Although we found a significantly increased risk of CRC in PLWH, our study did have limitations. For example, we did not assess individual components of the immune system and their relationship with CRC. One of the proposed mechanisms of CRC pathogenesis is immune suppression. And this was corroborated by studies showing that a low CD4 count was associated with an increased risk of CRC.^4,13 We were not able to identify CD4 counts and their relation to CRC prevalence. Additionally, we had to rely on the SNOMED-CT codes, therefore, we cannot verify the accuracy of the diagnosis, and there is also the possibility of coding errors. Another limitation is that temporal relationships cannot be established by using our study. Similarly, this is an observational study; therefore, it is difficult to truly establish prevalence and establish a causal relationship for a risk factor. Also, some variable stratifications (for example age) criteria were set by Explorys, and due to the statistical methods used with the database, N= 10 patients were unaccounted for in the HIV population when stratified by gender. These figures were rounded up to equate with the total, with negligible impact on the overall percentage. Finally, we did not assess overall mortality from CRC within this population.

Conclusion

This study contributes valuable insights into the heightened risk of colorectal cancer (CRC) within the HIV population, a phenomenon not widely explored in existing literature.

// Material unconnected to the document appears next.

PR #1716, opened 2023-11-22
Created the CodeGenerationRequest 

stefanadranca:
Created the CodeGenerationRequest which represents the services, dependencies and trivia from an IDL file, and the IDL itself through its specific serializer and deserializer.

Motivation:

Our findings underscore the necessity for potential adjustments in screening guidelines to cater to this demographic. Given the elevated prevalence of adenomatous polyps among HIV patients, early detection through tailored screening protocols holds promise for mitigating malignant progression and enhancing survival outcomes.

However, comprehensive understanding of CRC risk in this population necessitates further investigation, particularly regarding its correlation with CD4 counts. Continued research efforts are important to elucidate further associations between HIV infection, immune status, and colorectal malignancy, thereby informing more targeted prevention and management strategies.